■ **DATA FOR THIS TASK**

PR #1505, opened 2025-08-04
bitfield_gen: improve readability of union funcs for sliced tags

midnightveil:
This makes it a bit easier to tell what's going on, I think, especially if these asserts trip off. 

Before:

    static inline uint64_t PURE
    pte_pte_table_ptr_get_pt_base_address(pte_t *pte_ptr) {
        uint64_t ret;
        assert(((pte_ptr->words[0] >> 0) & 0x400000000000003) ==
               0x3ull);

After:

    static inline uint64_t PURE
    pte_pte_table_ptr_get_pt_base_address(pte_t *pte_ptr) {
        uint64_t ret;
        /* fail if union does not have the expected tag */
        assert(((pte_ptr->words[0] >> 0) & 0x400000000000003) == 0x3ull /* sliced tag pte_pte_table */);

### DIFF
--- a/tools/bitfield_gen.py
+++ b/tools/bitfield_gen.py
@@ -945,10 +945,10 @@ proof_templates = {
     'get_tag_spec': [
         '''lemma (in ''' + loc_name + ''') %(name)s_get_%(tagname)s_spec:
   "\\<forall>s. \\<Gamma> \\<turnstile> {s}
-       \\<acute>%(ret_name)s :== ''' \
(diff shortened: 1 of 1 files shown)


Indanz (approved):
Can't judge the generated proof changes, but the rest looks fine.

midnightveil:
Proofs shouldn't have changed aside from what the python stylechecker asked for.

■ **REQUIRED WORK**
Your reply must consist of the entire listing, repeated word for word.

■ **RESULT OF THE EXERCISE**
PR #1505, opened 2025-08-04
bitfield_gen: improve readability of union funcs for sliced tags

midnightveil:
This makes it a bit easier to tell what's going on, I think, especially if these asserts trip off. 

Before:

    static inline uint64_t PURE
    pte_pte_table_ptr_get_pt_base_address(pte_t *pte_ptr) {
        uint64_t ret;
        assert(((pte_ptr->words[0] >> 0) & 0x400000000000003) ==
               0x3ull);

After:

    static inline uint64_t PURE
    pte_pte_table_ptr_get_pt_base_address(pte_t *pte_ptr) {
        uint64_t ret;
        /* fail if union does not have the expected tag */
        assert(((pte_ptr->words[0] >> 0) & 0x400000000000003) == 0x3ull /* sliced tag pte_pte_table */);

### DIFF
--- a/tools/bitfield_gen.py
+++ b/tools/bitfield_gen.py
@@ -945,10 +945,10 @@ proof_templates = {
     'get_tag_spec': [
         '''lemma (in ''' + loc_name + ''') %(name)s_get_%(tagname)s_spec:
   "\\<forall>s. \\<Gamma> \\<turnstile> {s}
-       \\<acute>%(ret_name)s :== ''' \
(diff shortened: 1 of 1 files shown)


Indanz (approved):
Can't judge the generated proof changes, but the rest looks fine.

midnightveil:
Proofs shouldn't have changed aside from what the python stylechecker asked for.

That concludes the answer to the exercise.